Our data, which we believe are the first to describe HOAs in this visually elite population, are important in several regards. First, in light of the higher-than-normal visual function in this group, we previously learned that there are fewer LOAs (eg, myopia, high levels of hyperopia or astigmatism) when the player is playing than in the normal population.17 In the present study, we found that this population has essentially the same HOA profile as an age-matched population. The significant differences in measurements between the 2 aberrometers and the control population appear to be random because only 1 of the 12 possible aberrations, trefoil, showed statistical significance. If this elite visual population had more HOAs than the general population, it would be important to know what they are and whether they interact to produce higher image quality and therefore better acuity. This does not appear to be the case.

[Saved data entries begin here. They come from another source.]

PR #345, opened 2025-08-26
Mcp transport implement

twishabansal:


packages/toolbox-core/src/toolbox_core/client.py
```diff
@@ -44,6 +45,7 @@ def __init__(
         client_headers: Optional[
             Mapping[str, Union[Callable[[], str], Callable[[], Awaitable[str]], str]]
         ] = None,
+        protocol: Protocol = Protocol.TOOLBOX,
```
anubhav756, line 52: nit: IIUC, per [the design](https://screenshot.googleplex.com/r5gBXHnWbnAipC6), it seemed we were thinking of using MCP as latest.

packages/toolbox-core/src/toolbox_core/mcp_transport.py
```diff
@@ -0,0 +1,286 @@
...
+
+        self.__manage_session = session is None
+        self.__session = session or ClientSession()
+        self.__init_task = asyncio.create_task(self._initialize_session())
+
+    @property
+    def base_url(self) -> str:
+        return self.__base_url
+
+    def _convert_tool_schema(self, tool_data: dict) -> ToolSchema:
```
anubhav756: nit: Maybe we could make it strictly private if possible, here and below.

packages/toolbox-core/src/toolbox_core/mcp_transport.py
```diff
@@ -0,0 +1,286 @@
...
+        parameters = []
+        input_schema = tool_data.get("inputSchema", {})
+        properties = input_schema.get("properties", {})
+        required = input_schema.get("required", [])
+
+        for name, schema in properties.items():
+            additional_props_value = schema.get("additionalProperties")
+            final_additional_properties: Union[bool, AdditionalPropertiesSchema] = True
```
anubhav756: nit: In case it's not done to fix type-check/lint issues, can we make it a single variable and simplify the name to just `additional_props`?

packages/toolbox-core/src/toolbox_core/mcp_transport.py
```diff
@@ -0,0 +1,286 @@
...
+    async def _list_tools(
+        self,
+        toolset_name: Optional[str] = None,
+        headers: Optional[Mapping[str, str]] = None,
+    ) -> Any:
+        """Private helper to fetch the raw tool list from the server."""
+        if toolset_name:
+            url = f"{self.__base_url}/mcp/{toolset_name}"
+        else:
+            url = f"{self.__base_url}/mcp/"
```
anubhav756: optional: The `/mcp` segments seems to be common. Can we add it to the base URL to potentially simplify a bit?

anubhav756 (approved):

packages/toolbox-core/src/toolbox_core/client.py
twishabansal: As mentioned in the description, this PR does not yet contain support for auth related functionalities. So, we're using the toolbox as default for now. Once all the PRs are merged, I'll send out another PR which would switch to the MCP protocol as default.

packages/toolbox-core/src/toolbox_core/mcp_transport.py
twishabansal: Done.

packages/toolbox-core/src/toolbox_core/mcp_transport.py
twishabansal: Done.

packages/toolbox-core/src/toolbox_core/mcp_transport.py
twishabansal: Done.

packages/toolbox-core/src/toolbox_core/mcp_transport.py
```diff
@@ -0,0 +1,288 @@
...
+from .protocol import (
+    AdditionalPropertiesSchema,
+    ManifestSchema,
+    ParameterSchema,
+    Protocol,
+    ToolSchema,
+)
+
+
+class McpHttpTransport(ITransport):
```
kurtisvg: Shouldn't there be a different transport for each supported MCP version?

twishabansal: I have refactored this PR to have a different file for each MCP version

packages/toolbox-core/src/toolbox_core/mcp_transport/v20241105.py
```diff
@@ -0,0 +1,82 @@
...
+                error = json_response["error"]
+                raise RuntimeError(
+                    f"MCP request failed with code {error['code']}: {error['message']}"
+                )
+            return json_response.get("result")
+
+    async def _initialize_session(self):
+        """Initializes the MCP session."""
+        params = {
+            "processId": os.getpid(),
```
Yuan325: Why do we need "processId"? Is this in the protocol?

Yuan325 (commented):
Have you thought of creating a schema file for each protocol version (`/mcp_transport/v20241105/types.py`):
```
class InitializeRequest(BaseModel):
    protocolVersion: str
    capabilities: ...
```

And then use `InitializeRequest.model_json_schema()` to convert it to json before sending it to the server. I think hardcode json schema into the code itself might be tougher to maintain and track as we add more capabilities and support more versions.

Something like this: https://github.com/modelcontextprotocol/python-sdk/blob/9724ad1ce66c2a4f18c7539ef589d4d3b9aebd82/src/mcp/types.py#L83

Official schema could be found here: https://github.com/modelcontextprotocol/modelcontextprotocol/blob/main/schema/2024-11-05/schema.ts

packages/toolbox-core/src/toolbox_core/mcp_transport/v20241105.py
twishabansal: Removed the process id.

packages/toolbox-core/src/toolbox_core/mcp_transport/transport_base.py
Yuan325, line 1: feel free to name this file as `transport_base.py` :)

packages/toolbox-core/src/toolbox_core/mcp_transport/v20241105/mcp.py
```diff
@@ -0,0 +1,209 @@
...
+            clientInfo=client_info,
+        )
+        params_dict = params.model_dump(mode="json", by_alias=True)
+        await self._perform_initialization_and_negotiation(params_dict)
+
+        await self._send_request(
+            url=self._mcp_base_url, method="notifications/initialized", params={}
+        )
+
+    async def _perform_initialization_and_negotiation(
```
Yuan325: Is it possible to move this implementation (or other duplicated implementation) to base transport? 

We might be able to create a class property in the transport base that hold the imported 'types' module: 
```
if TYPE_CHECKING:
    # Use TYPE_CHECKING block to avoid circular imports at runtime
    import types_module # A placeholder for the actual imported module

@property
@abstractmethod
def _types(self) -> Type['types_module']:
    """Abstract property forcing children to define their imported types module."""
    raise NotImplementedError
```

within each version's class:
```
@property
def _types(self):
    return v2024_types
```

with this, we'll be able to implement some common functions within the base transport using `self._types.ManifestSchema`.

Please fact check me on this (used some help from Gemini).

packages/toolbox-core/src/toolbox_core/mcp_transport/v20241105/mcp.py
```diff
@@ -0,0 +1,209 @@
...
+import uuid
+from typing import Any, Mapping, Optional
+
+from ... import version
+from ...protocol import ManifestSchema
+from ..mcp import _McpHttpTransportBase
+from . import types
+
+
+class McpHttpTransport_v20241105(_McpHttpTransportBase):
```
Yuan325: iirc, python best practice is to do camelcase for class name. Perhaps we can name it `McpHttpTransportV20241105` (same with the others)

packages/toolbox-core/src/toolbox_core/mcp_transport/v20241105/mcp.py
Yuan325: @kurtisvg WDYT about this? Or is it better to completely separate every function?

packages/toolbox-core/src/toolbox_core/protocol.py
```diff
@@ -11,12 +11,33 @@
...
+
+class Protocol(str, Enum):
+    """Defines how the client should choose between communication protocols."""
+
+    TOOLBOX = "toolbox"
+    MCP_v20250618 = "2025-06-18"
+    MCP_v20250326 = "2025-03-26"
+    MCP_v20241105 = "2024-11-05"
+    MCP_LATEST = MCP_v20250618
+    MCP = MCP_LATEST
```
Yuan325: we will only need one of this? (either `MCP_LATEST` or `MCP`)

packages/toolbox-core/tests/mcp_transport/test_v20241105.py
```diff
@@ -0,0 +1,233 @@
...
+
+        call_kwargs = transport._session.post.call_args.kwargs
+        payload = call_kwargs["json"]
+        assert "id" not in payload
+        assert payload["method"] == "notifications/test"
+
+    # --- Initialization Tests ---
+
+    @patch("toolbox_core.mcp_transport.v20241105.mcp.version")
+    async def test_initialize_session_success(self, mock_version, transport, mocker):
```
Yuan325, line 153: (might not be possible or irrelevant if we tested e2e) -- we might want to verify the json body that we are sending to the server? (ensuring all fields are constructed, for example "jsonrpc", "method", "params", etc...)

packages/toolbox-core/tests/test_e2e_mcp.py
Yuan325, line 1: correct me if i'm wrong but here we're only running e2e with the latest version right?

packages/toolbox-core/src/toolbox_core/mcp_transport/v20241105/mcp.py
Yuan325: We can keep this as separate :)

Yuan325: We might not need to separate this into 2 separate function? since its only used in the `_initialize_session()`.

packages/toolbox-core/src/toolbox_core/mcp_transport/v20250618/mcp.py
```diff
@@ -0,0 +1,213 @@
...
+
+
+class McpHttpTransport_v20250618(_McpHttpTransportBase):
+    """Transport for the MCP v2025-06-18 protocol."""
+
+    async def _send_request(
+        self,
+        url: str,
+        method: str,
+        params: dict,
```
Yuan325: might wanna use type check here rather than a general dict. (something like this? https://github.com/modelcontextprotocol/python-sdk/blob/c51936f61f35a15f0b1f8fb6887963e5baee1506/src/mcp/shared/session.py#L36) but for ClientRequest that could be either a InitializeRequest or ListToolRequest etc.)

packages/toolbox-core/tests/test_e2e_mcp.py
twishabansal: Correct. I thought running E2E only on the latest version would save us some time, given that the legacy versions are already covered by transport tests. Do you think we should expand E2E to include all versions?

packages/toolbox-core/src/toolbox_core/mcp_transport/v20241105/mcp.py
twishabansal: Done.

packages/toolbox-core/src/toolbox_core/mcp_transport/v20250618/mcp.py
twishabansal: I have refactored all versions. I have directly tied the Response types to the request types in types.py as in [here](https://github.com/googleapis/mcp-toolbox-sdk-python/pull/345/files#diff-bdc22fabbce58d4a709a1cdf81305ad43893851ef7d01236a8badcbaf7babcb9R129) to ensure that our transport code is more clean. Let me know what you think!

packages/toolbox-core/tests/mcp_transport/test_v20241105.py
twishabansal: I have refactored the code to use data classes for these requests. (Eg. see [here](https://github.com/googleapis/mcp-toolbox-sdk-python/pull/345/files#diff-01b80d7b40dd420271a9edc52f39843a550309982ab20272bab468fd102f1ff6R129)). This would inherently perform the type check without us needing to explicitly verify in the tests.

packages/toolbox-core/src/toolbox_core/protocol.py
```diff
@@ -11,12 +11,32 @@
...
 
+
+class Protocol(str, Enum):
+    """Defines how the client should choose between communication protocols."""
+
+    TOOLBOX = "toolbox"
+    MCP_v20250618 = "2025-06-18"
+    MCP_v20250326 = "2025-03-26"
+    MCP_v20241105 = "2024-11-05"
+    MCP = MCP_v20250618
```
Yuan325, line 28:
```suggestion
    MCP_LATEST = MCP_v20250618
```

nit

packages/toolbox-core/tests/test_e2e_mcp.py
Yuan325: Ideally we might want to cover all versions since we wanna make sure any code addition/update does not break previous versions. But if we're confident that the transport tests coverage covers everything, it might be okay to omit those.

In case we want to add e2e to all versions, we can use python's parametrized tests.

twishabansal:
@Yuan325 I have added mcp e2e tests for all versions.

packages/toolbox-core/src/toolbox_core/protocol.py
twishabansal: I am wondering whether using MCP here might be a better user experience than MCP latest?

The absence of clinically significant higher-order optical aberrations in the professional baseball population further highlights the importance of performing careful refraction in this group. In light of these data, when a baseball player presents with poor visual function (worse than the average 20/12.5 in this population), careful correction of all spherical and astigmatic refractive errors takes on greater importance. Because we found that professional baseball players have no clinically significant higher-order optical aberrations, we believe their visual system is limited by LOAs. A simple correction of a small spherical and/or astigmatic refractive error, which may not be applicable to the general population, may have a significant impact on the visual function and success of a professional baseball player. To the extent possible, given the exceptional visual acuity demands, contact lenses and refractive surgery could be considered treatment options where applicable. Careful preoperative measurement of LOAs is critical when planning a refractive procedure. Although the population of baseball players had a mean Zernike astigmatism near zero, individual eyes typically have significant amounts of Zernike astigmatism that could be limit visual performance. In this study, we concentrated solely on visual acuity as it relates to sports performance. Professional baseball players and other exceptional athletes have other visual attributes that set their visual systems apart from those in the general population. Their visual acuity must be combined with their superior stereopsis and contrast sensitivity to tell the complete story of why their visual function is exceptional.17
Future issues regarding the role of higher-order optical aberration in professional baseball players are many. For example, does varying the pupil size produce appreciably different results? Certainly, baseball players are subject many different lighting conditions and the bright light of a day game may cause the pupil to constrict and thus significantly affect the optical aberrations in the eye compared with a night game, during which the pupil would be expected to be larger. Also, which optical aberrations, if any, may be beneficial to baseball performance, providing an advantage in identifying the spin pattern of the pitched ball or the pitcher's finger position immediately before the ball is released. Finally, does a combination of optical aberrations that might provide this benefit exist?